§ **WHAT YOU WILL DO**
Work through the data below line by line and say how many lines hold "three"; give only the number.

Stored data:
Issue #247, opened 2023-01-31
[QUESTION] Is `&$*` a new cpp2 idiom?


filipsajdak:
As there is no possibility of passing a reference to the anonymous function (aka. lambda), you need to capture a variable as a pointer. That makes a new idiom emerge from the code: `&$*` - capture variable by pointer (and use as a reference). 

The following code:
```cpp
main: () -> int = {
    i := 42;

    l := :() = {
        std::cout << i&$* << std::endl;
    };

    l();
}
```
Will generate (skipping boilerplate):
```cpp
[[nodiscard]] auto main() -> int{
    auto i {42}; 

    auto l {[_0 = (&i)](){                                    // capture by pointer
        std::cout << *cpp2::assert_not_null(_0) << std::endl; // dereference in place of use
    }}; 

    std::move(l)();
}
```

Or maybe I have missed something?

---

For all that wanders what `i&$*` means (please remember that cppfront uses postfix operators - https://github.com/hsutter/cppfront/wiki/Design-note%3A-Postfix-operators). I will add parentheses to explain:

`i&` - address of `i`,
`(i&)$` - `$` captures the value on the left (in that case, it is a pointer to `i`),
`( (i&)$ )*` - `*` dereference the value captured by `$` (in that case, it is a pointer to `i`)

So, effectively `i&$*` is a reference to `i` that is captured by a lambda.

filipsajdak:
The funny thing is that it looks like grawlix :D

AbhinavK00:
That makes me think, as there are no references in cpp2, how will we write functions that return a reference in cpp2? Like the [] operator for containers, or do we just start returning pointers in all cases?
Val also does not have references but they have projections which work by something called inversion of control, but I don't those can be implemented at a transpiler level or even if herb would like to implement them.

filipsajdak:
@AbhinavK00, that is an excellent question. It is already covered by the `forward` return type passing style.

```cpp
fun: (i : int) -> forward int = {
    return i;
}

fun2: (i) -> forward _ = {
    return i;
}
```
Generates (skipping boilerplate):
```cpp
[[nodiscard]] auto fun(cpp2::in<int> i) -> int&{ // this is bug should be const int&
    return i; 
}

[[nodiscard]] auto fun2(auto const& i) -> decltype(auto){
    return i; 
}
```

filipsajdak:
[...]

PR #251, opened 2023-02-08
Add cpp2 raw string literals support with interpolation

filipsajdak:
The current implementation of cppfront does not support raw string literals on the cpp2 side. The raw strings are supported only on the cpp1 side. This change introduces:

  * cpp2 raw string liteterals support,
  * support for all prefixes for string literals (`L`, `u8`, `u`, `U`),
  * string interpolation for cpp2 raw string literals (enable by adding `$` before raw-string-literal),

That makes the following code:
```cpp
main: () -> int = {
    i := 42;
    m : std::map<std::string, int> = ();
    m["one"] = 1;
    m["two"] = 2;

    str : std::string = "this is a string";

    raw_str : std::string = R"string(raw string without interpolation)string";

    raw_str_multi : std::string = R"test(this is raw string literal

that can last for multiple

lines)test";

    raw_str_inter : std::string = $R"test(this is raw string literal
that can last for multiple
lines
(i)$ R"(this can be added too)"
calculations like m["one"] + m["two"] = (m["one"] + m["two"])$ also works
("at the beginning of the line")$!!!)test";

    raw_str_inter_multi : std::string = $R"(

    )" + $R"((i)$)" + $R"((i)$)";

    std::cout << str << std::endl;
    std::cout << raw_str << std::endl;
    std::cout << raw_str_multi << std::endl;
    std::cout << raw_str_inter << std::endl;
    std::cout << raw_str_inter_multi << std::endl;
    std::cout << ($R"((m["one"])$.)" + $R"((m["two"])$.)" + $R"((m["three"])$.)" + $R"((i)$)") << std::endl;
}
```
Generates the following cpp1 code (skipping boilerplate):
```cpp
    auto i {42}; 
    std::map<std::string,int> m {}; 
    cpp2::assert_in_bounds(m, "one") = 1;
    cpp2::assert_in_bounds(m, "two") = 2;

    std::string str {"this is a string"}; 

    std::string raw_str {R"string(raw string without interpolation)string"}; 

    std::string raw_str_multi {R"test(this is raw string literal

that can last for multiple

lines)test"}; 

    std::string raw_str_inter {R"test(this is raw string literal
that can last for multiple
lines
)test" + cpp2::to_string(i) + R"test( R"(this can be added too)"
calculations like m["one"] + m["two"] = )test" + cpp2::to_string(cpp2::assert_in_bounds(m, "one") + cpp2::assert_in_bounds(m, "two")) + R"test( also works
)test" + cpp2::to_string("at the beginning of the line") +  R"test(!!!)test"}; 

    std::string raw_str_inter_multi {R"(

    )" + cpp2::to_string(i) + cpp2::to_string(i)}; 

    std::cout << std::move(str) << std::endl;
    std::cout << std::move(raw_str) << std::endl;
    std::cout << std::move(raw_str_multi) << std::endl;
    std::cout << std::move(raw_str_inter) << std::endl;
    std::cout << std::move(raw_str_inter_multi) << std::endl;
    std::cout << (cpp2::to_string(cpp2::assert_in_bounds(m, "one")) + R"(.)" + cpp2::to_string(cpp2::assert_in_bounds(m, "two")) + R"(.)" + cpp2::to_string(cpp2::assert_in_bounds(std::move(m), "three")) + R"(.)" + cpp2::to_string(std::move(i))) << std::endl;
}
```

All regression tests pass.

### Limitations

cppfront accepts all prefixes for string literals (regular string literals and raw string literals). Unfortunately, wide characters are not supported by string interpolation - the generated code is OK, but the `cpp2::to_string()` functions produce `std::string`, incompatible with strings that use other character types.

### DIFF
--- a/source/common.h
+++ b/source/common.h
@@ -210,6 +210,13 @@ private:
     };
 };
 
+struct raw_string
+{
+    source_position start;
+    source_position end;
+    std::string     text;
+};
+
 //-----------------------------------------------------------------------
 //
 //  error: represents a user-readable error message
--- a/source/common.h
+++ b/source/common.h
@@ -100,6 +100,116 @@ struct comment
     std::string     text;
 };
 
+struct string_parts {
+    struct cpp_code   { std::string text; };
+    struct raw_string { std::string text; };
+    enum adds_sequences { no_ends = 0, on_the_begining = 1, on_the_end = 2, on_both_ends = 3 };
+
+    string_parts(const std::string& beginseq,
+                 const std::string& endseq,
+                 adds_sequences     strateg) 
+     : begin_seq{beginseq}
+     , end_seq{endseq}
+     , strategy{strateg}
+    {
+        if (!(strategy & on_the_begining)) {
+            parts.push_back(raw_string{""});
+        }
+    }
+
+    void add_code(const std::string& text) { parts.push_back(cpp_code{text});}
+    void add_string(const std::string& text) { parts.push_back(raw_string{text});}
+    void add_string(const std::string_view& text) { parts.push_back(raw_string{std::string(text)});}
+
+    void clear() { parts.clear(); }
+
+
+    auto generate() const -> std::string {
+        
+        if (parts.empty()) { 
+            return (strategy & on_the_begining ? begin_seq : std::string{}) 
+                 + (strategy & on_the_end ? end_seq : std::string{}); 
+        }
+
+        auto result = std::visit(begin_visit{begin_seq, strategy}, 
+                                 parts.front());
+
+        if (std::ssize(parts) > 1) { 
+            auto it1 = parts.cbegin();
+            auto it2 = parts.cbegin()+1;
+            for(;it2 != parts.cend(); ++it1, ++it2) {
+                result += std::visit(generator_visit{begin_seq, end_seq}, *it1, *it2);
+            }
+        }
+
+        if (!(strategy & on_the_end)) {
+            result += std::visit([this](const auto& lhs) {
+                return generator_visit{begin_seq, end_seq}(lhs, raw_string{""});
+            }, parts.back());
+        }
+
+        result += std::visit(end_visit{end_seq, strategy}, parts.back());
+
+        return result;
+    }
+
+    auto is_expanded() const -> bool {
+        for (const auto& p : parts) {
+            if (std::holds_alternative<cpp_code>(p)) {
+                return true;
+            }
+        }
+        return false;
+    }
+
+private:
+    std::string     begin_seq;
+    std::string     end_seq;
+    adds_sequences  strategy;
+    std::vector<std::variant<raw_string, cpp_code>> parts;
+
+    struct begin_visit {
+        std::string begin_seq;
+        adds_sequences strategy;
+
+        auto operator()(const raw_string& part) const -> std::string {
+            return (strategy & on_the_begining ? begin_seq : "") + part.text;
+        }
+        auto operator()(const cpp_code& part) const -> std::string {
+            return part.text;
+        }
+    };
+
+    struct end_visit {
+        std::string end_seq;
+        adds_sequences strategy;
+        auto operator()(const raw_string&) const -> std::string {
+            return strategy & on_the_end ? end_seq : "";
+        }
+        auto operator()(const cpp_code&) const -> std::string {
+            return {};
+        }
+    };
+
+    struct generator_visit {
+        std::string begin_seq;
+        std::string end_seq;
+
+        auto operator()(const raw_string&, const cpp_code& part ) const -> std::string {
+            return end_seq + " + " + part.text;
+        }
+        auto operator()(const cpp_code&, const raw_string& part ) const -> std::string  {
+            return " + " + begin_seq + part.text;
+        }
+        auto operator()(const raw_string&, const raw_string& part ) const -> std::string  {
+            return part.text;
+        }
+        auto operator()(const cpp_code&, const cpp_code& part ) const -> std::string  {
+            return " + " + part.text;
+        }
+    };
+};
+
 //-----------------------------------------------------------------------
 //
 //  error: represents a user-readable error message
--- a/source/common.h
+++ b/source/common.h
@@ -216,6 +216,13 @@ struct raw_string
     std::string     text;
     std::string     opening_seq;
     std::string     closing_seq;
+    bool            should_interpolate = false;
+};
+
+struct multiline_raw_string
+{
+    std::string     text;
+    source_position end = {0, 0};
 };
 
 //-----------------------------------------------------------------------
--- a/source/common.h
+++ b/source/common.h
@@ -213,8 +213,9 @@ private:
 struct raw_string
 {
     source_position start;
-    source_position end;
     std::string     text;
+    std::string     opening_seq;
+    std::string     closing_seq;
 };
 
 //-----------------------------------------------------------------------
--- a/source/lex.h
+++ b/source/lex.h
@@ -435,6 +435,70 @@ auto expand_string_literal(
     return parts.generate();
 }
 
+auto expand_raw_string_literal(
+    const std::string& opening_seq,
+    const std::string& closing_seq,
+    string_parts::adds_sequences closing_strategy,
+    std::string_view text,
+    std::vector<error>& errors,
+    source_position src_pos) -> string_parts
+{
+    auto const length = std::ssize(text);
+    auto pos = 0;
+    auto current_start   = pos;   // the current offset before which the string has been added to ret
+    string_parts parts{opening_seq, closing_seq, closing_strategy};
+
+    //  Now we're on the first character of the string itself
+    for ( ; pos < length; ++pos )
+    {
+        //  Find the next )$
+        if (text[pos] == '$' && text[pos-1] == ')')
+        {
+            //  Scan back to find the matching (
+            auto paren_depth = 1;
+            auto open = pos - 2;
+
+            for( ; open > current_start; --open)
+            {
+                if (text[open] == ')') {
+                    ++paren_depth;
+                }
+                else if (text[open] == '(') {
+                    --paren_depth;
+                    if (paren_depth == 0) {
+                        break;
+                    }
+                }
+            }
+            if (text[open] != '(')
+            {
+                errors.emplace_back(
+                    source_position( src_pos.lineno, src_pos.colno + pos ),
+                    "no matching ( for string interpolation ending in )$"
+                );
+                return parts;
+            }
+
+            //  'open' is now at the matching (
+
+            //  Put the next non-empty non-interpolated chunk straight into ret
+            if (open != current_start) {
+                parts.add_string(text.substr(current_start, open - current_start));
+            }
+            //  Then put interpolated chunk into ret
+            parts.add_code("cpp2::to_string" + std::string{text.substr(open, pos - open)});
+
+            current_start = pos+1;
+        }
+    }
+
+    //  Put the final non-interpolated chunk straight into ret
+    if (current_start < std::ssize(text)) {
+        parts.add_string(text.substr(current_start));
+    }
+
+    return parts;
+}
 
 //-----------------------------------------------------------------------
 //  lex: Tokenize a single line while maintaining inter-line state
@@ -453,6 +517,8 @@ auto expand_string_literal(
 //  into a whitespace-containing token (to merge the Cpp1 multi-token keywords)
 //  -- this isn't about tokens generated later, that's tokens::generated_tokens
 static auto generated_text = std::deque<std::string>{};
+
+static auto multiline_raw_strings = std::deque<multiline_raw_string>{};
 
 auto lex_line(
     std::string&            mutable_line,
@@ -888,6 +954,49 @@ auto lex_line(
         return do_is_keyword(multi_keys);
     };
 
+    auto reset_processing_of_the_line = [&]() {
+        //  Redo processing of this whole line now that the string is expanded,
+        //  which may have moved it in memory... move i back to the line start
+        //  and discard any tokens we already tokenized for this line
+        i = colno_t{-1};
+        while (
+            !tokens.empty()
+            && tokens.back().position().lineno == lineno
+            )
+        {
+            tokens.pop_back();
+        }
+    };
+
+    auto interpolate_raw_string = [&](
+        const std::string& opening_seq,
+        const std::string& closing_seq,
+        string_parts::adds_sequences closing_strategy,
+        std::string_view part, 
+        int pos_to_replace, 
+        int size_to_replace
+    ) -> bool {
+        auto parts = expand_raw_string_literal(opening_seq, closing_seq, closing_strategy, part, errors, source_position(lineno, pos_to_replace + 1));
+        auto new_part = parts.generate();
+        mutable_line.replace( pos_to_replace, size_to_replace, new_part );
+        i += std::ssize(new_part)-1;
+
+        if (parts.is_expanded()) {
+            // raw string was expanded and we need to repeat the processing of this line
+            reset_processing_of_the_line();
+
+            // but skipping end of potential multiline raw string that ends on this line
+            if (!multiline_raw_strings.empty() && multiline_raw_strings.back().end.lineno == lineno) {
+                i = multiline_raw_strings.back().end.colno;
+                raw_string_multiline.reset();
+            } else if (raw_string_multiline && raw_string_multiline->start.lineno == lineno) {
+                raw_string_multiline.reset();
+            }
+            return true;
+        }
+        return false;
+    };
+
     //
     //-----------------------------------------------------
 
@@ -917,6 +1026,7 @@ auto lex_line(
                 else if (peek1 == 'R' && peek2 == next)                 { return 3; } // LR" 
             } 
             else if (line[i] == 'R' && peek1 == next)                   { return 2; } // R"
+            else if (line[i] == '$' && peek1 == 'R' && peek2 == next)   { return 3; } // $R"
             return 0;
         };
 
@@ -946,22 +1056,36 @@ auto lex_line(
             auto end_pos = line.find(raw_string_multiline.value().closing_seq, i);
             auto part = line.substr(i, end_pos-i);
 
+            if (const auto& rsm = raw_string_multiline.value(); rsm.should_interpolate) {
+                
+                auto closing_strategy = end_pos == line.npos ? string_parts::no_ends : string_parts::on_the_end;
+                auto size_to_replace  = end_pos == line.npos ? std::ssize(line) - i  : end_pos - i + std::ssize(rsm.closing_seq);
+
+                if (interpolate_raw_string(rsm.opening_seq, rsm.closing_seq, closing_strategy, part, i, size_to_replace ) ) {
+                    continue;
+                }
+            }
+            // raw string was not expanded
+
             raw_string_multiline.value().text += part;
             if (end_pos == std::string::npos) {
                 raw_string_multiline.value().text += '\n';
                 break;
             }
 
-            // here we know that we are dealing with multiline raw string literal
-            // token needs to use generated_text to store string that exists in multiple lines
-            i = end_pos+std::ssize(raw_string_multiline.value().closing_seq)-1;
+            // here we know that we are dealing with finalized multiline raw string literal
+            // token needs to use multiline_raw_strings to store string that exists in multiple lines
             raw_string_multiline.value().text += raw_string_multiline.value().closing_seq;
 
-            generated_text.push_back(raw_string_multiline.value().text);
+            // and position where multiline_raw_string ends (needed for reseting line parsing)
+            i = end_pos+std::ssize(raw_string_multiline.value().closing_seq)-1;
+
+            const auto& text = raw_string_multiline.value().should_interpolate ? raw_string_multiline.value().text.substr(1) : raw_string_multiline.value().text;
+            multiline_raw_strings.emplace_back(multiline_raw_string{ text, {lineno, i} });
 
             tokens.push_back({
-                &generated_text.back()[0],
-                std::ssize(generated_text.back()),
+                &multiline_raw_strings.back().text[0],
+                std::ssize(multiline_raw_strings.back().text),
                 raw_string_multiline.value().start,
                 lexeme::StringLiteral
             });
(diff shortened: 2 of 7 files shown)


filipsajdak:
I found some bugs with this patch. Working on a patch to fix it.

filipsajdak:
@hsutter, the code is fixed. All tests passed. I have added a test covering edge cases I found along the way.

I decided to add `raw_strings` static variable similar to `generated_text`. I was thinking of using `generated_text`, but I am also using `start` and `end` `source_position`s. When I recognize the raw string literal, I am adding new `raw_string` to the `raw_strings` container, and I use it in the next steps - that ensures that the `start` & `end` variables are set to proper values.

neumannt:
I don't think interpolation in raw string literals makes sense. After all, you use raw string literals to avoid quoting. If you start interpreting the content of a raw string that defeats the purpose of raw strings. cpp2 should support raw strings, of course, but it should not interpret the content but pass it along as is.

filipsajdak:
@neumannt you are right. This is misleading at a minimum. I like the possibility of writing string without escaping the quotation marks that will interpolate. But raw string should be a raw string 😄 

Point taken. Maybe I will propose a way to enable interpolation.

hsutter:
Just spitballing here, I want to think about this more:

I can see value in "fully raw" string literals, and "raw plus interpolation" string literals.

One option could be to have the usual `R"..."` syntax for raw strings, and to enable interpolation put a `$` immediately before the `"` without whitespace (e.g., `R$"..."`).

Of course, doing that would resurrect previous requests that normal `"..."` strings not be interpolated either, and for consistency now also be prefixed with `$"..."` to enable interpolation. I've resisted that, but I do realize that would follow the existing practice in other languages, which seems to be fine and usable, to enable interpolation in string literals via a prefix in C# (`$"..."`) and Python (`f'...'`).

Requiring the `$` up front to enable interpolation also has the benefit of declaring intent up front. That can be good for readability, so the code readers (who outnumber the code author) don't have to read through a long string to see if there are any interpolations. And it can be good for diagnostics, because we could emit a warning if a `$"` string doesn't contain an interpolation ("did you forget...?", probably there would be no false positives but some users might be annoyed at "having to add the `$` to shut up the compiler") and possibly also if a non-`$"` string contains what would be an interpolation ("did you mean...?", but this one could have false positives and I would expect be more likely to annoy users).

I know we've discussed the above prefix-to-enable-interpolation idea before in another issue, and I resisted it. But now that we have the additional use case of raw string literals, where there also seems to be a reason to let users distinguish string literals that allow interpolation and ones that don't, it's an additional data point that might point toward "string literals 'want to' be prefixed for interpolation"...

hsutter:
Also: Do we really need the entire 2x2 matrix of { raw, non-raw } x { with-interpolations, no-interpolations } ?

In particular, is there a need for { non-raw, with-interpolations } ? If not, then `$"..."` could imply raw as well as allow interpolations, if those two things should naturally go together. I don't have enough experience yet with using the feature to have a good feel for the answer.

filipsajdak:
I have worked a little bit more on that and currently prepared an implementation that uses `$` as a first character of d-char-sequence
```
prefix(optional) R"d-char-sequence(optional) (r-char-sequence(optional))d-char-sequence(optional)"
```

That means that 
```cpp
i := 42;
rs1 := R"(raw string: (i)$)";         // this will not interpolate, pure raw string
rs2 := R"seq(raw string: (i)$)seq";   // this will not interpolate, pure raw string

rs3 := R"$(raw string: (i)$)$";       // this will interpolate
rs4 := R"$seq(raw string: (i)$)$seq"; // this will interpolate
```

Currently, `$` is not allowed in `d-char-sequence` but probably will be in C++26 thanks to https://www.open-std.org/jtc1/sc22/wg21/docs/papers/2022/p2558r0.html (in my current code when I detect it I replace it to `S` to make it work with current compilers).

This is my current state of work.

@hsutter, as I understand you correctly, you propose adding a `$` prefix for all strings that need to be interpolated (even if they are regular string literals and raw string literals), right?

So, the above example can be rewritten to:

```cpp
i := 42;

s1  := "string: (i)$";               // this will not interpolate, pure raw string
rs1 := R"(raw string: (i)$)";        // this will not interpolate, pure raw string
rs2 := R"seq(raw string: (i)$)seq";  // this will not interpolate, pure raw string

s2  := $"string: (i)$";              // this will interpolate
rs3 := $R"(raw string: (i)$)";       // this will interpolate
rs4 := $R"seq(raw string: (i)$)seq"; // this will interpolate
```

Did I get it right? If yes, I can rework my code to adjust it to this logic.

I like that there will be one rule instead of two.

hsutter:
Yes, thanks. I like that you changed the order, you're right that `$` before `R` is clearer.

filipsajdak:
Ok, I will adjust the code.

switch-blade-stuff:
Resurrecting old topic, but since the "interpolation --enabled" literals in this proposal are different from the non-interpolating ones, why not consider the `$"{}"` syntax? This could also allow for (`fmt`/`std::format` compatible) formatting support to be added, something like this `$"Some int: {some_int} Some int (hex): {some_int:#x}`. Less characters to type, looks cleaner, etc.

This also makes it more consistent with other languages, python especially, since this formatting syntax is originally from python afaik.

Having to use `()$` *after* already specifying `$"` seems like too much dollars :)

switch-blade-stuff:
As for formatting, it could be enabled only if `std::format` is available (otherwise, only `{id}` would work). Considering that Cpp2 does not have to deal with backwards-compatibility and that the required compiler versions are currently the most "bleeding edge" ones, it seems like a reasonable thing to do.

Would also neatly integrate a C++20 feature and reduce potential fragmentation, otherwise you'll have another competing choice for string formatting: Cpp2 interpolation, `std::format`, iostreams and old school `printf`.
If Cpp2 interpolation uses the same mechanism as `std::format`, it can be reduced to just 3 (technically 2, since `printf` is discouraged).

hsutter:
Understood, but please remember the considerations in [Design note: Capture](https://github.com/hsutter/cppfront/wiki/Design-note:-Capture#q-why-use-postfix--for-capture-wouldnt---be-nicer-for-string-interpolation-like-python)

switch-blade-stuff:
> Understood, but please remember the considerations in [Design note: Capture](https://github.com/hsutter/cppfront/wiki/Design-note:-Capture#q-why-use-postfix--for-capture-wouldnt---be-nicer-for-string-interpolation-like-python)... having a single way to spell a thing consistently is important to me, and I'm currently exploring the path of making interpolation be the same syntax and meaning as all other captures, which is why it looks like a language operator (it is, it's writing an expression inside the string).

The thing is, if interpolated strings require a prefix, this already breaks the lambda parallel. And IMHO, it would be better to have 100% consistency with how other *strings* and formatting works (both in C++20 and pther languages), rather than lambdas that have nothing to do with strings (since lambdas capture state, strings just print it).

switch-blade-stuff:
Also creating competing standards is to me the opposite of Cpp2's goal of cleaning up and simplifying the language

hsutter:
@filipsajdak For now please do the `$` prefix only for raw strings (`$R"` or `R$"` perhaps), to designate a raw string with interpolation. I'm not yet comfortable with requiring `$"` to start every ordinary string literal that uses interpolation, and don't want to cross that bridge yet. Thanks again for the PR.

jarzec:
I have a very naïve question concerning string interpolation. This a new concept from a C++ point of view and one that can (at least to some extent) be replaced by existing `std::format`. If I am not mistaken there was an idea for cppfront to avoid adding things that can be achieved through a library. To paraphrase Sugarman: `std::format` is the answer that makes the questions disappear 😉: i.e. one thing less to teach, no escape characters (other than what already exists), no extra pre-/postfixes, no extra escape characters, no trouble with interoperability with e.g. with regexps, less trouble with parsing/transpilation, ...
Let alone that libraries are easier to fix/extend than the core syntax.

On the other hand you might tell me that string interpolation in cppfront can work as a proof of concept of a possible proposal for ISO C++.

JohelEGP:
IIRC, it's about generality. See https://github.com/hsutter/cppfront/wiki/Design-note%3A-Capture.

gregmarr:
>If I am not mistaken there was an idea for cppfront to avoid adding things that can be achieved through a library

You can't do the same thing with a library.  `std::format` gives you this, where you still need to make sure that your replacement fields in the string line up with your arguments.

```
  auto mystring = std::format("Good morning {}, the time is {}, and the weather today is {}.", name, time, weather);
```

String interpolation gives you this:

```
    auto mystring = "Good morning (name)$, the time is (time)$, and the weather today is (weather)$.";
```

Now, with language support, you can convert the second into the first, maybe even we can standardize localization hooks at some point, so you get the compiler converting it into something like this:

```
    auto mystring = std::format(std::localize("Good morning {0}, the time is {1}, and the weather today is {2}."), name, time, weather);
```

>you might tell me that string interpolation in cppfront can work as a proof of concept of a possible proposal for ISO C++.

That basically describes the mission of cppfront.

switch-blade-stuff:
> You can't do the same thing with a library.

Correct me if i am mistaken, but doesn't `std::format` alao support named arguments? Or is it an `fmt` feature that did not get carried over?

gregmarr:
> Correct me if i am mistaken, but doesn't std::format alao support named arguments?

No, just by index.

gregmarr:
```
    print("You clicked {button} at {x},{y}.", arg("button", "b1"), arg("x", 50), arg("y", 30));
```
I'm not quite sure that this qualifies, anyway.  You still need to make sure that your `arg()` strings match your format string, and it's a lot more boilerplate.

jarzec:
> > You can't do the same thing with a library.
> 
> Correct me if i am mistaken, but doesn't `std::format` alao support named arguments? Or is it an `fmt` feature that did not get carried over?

...

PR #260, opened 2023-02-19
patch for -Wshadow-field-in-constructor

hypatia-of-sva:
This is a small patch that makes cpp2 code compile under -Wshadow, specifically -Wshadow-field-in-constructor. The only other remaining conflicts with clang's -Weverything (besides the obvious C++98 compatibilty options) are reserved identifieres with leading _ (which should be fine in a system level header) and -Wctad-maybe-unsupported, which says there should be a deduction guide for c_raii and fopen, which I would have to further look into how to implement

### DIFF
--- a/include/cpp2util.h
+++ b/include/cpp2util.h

§ **FINISHED EXERCISE**
2